*What you should do*: Output, exactly and in full, the entries that appear below.

▶

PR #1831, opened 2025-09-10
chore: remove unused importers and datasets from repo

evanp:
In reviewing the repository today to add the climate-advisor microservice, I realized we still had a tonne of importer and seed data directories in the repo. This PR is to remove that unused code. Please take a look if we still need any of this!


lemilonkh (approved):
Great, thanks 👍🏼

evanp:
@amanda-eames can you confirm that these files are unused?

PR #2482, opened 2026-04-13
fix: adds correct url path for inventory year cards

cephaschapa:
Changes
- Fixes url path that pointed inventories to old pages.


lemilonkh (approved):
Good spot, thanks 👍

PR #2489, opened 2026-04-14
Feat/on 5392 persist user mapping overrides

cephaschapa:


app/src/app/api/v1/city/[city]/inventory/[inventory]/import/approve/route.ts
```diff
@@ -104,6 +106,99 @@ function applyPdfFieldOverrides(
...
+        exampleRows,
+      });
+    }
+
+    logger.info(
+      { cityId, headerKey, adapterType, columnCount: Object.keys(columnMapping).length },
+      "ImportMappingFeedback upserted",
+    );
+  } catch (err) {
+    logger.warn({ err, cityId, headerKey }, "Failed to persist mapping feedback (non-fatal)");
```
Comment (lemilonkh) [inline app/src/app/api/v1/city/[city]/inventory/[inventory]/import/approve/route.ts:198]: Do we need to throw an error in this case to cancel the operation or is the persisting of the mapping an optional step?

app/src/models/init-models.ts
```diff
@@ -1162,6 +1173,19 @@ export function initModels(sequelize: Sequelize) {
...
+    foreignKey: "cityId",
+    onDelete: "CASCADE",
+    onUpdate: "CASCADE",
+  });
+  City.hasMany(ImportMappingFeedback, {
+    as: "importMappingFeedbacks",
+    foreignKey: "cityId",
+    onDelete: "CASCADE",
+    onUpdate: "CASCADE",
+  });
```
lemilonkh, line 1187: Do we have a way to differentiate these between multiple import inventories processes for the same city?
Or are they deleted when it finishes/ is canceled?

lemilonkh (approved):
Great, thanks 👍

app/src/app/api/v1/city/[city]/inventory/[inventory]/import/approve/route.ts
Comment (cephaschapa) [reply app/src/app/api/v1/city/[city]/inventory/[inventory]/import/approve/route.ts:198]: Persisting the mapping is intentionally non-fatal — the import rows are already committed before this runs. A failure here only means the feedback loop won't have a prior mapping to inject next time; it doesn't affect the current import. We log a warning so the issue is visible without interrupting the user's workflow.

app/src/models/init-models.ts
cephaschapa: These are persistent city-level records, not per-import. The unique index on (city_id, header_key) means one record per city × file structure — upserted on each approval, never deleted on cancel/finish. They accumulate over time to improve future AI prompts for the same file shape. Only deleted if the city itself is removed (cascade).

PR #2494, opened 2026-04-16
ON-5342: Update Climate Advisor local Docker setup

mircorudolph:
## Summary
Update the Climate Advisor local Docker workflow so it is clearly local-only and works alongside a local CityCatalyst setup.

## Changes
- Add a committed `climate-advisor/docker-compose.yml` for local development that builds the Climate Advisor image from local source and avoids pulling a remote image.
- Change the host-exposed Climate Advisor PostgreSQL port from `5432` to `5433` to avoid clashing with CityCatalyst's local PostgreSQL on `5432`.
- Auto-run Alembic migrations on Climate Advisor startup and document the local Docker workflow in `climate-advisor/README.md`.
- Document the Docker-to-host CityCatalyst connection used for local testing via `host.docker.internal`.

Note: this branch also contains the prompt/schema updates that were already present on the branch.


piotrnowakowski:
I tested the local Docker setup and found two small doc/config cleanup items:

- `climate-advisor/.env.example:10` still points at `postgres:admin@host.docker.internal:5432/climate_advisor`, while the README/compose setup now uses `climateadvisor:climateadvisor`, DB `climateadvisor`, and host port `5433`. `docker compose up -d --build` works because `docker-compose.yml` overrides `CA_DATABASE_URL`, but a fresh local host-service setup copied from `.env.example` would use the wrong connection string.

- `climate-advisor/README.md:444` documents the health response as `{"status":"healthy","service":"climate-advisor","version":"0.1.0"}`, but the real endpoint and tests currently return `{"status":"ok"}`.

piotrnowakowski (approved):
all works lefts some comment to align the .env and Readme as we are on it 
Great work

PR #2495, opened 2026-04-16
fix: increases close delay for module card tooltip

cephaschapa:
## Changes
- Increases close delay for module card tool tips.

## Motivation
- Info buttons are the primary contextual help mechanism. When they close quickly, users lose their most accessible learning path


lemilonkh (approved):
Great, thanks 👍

◀

*Answer section*:
PR #1831, opened 2025-09-10
chore: remove unused importers and datasets from repo

evanp:
In reviewing the repository today to add the climate-advisor microservice, I realized we still had a tonne of importer and seed data directories in the repo. This PR is to remove that unused code. Please take a look if we still need any of this!


lemilonkh (approved):
Great, thanks 👍🏼

evanp:
@amanda-eames can you confirm that these files are unused?

PR #2482, opened 2026-04-13
fix: adds correct url path for inventory year cards

cephaschapa:
Changes
- Fixes url path that pointed inventories to old pages.


lemilonkh (approved):
Good spot, thanks 👍

PR #2489, opened 2026-04-14
Feat/on 5392 persist user mapping overrides

cephaschapa:


app/src/app/api/v1/city/[city]/inventory/[inventory]/import/approve/route.ts
```diff
@@ -104,6 +106,99 @@ function applyPdfFieldOverrides(
...
+        exampleRows,
+      });
+    }
+
+    logger.info(
+      { cityId, headerKey, adapterType, columnCount: Object.keys(columnMapping).length },
+      "ImportMappingFeedback upserted",
+    );
+  } catch (err) {
+    logger.warn({ err, cityId, headerKey }, "Failed to persist mapping feedback (non-fatal)");
```
Comment (lemilonkh) [inline app/src/app/api/v1/city/[city]/inventory/[inventory]/import/approve/route.ts:198]: Do we need to throw an error in this case to cancel the operation or is the persisting of the mapping an optional step?

app/src/models/init-models.ts
```diff
@@ -1162,6 +1173,19 @@ export function initModels(sequelize: Sequelize) {
...
+    foreignKey: "cityId",
+    onDelete: "CASCADE",
+    onUpdate: "CASCADE",
+  });
+  City.hasMany(ImportMappingFeedback, {
+    as: "importMappingFeedbacks",
+    foreignKey: "cityId",
+    onDelete: "CASCADE",
+    onUpdate: "CASCADE",
+  });
```
lemilonkh, line 1187: Do we have a way to differentiate these between multiple import inventories processes for the same city?
Or are they deleted when it finishes/ is canceled?

lemilonkh (approved):
Great, thanks 👍

app/src/app/api/v1/city/[city]/inventory/[inventory]/import/approve/route.ts
Comment (cephaschapa) [reply app/src/app/api/v1/city/[city]/inventory/[inventory]/import/approve/route.ts:198]: Persisting the mapping is intentionally non-fatal — the import rows are already committed before this runs. A failure here only means the feedback loop won't have a prior mapping to inject next time; it doesn't affect the current import. We log a warning so the issue is visible without interrupting the user's workflow.

app/src/models/init-models.ts
cephaschapa: These are persistent city-level records, not per-import. The unique index on (city_id, header_key) means one record per city × file structure — upserted on each approval, never deleted on cancel/finish. They accumulate over time to improve future AI prompts for the same file shape. Only deleted if the city itself is removed (cascade).

PR #2494, opened 2026-04-16
ON-5342: Update Climate Advisor local Docker setup

mircorudolph:
## Summary
Update the Climate Advisor local Docker workflow so it is clearly local-only and works alongside a local CityCatalyst setup.

## Changes
- Add a committed `climate-advisor/docker-compose.yml` for local development that builds the Climate Advisor image from local source and avoids pulling a remote image.
- Change the host-exposed Climate Advisor PostgreSQL port from `5432` to `5433` to avoid clashing with CityCatalyst's local PostgreSQL on `5432`.
- Auto-run Alembic migrations on Climate Advisor startup and document the local Docker workflow in `climate-advisor/README.md`.
- Document the Docker-to-host CityCatalyst connection used for local testing via `host.docker.internal`.

Note: this branch also contains the prompt/schema updates that were already present on the branch.


piotrnowakowski:
I tested the local Docker setup and found two small doc/config cleanup items:

- `climate-advisor/.env.example:10` still points at `postgres:admin@host.docker.internal:5432/climate_advisor`, while the README/compose setup now uses `climateadvisor:climateadvisor`, DB `climateadvisor`, and host port `5433`. `docker compose up -d --build` works because `docker-compose.yml` overrides `CA_DATABASE_URL`, but a fresh local host-service setup copied from `.env.example` would use the wrong connection string.

- `climate-advisor/README.md:444` documents the health response as `{"status":"healthy","service":"climate-advisor","version":"0.1.0"}`, but the real endpoint and tests currently return `{"status":"ok"}`.

piotrnowakowski (approved):
all works lefts some comment to align the .env and Readme as we are on it 
Great work

PR #2495, opened 2026-04-16
fix: increases close delay for module card tooltip

cephaschapa:
## Changes
- Increases close delay for module card tool tips.

## Motivation
- Info buttons are the primary contextual help mechanism. When they close quickly, users lose their most accessible learning path


lemilonkh (approved):
Great, thanks 👍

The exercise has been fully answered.